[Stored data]
--------------------------------------------------

PR #2935, opened 2020-06-26
Fix faction requirement calculations

akortunov:
Fixes [bug #5499](https://gitlab.com/OpenMW/openmw/-/issues/5499).
Actually we should check `mSkill2` twice instead of once.
Also I added meaningful names, as in TES CS, instead of `mSkill1` and `mSkill2`.

### DIFF
--- a/CHANGELOG.md
+++ b/CHANGELOG.md
@@ -32,6 +32,7 @@
     Bug #5479: NPCs who should be walking around town are standing around without walking
     Bug #5484: Zero value items shouldn't be able to be bought or sold for 1 gold
     Bug #5490: Hits to carried left slot aren't redistributed if there's no shield equipped
+    Bug #5499: Faction advance is available when requirements not met
     Feature #390: 3rd person look "over the shoulder"
     Feature #2386: Distant Statics in the form of Object Paging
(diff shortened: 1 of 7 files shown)


MAtahualpa:
I think you misunderstood my post: The int vector of skill values is sorted. That means we can test the first element for the primary skill check (which we already do) and then need to test the second one (if there are only two skills in the faction's required-skill list) or the third one (if there are more than two skills and that list). In any case, we only need one check for the primary skill and one check for the favoured ones.

akortunov:
> In any case, we only need one check for the primary skill and one check for the favoured ones.

There is a possibility that faction has only two favoured skills. In this case access to the 3d element can lead to crash.

MAtahualpa:
(Sorry for moving my original comment to the issue itself on GitLab.)

We essentially mean the same. I emphasised the fact that we only need to check the second element if there are two skills in the required-skills list and the third one if there are more than two in that list. How you implement these checks is up to you.

MAtahualpa:
I also guessed from the existing code that the author made the mistake of taking all skill values into consideration for the favoured-skill checks, but forgot that the primary skill (the first element of the vector) is already "used" and needs to be ignored.

psi29a:
Thanks both of you. :)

--------------------------------------------------

Exercise objective:
Your answer must be a single number: the count of lines in the records above that contain "Feature".

Solution below:
2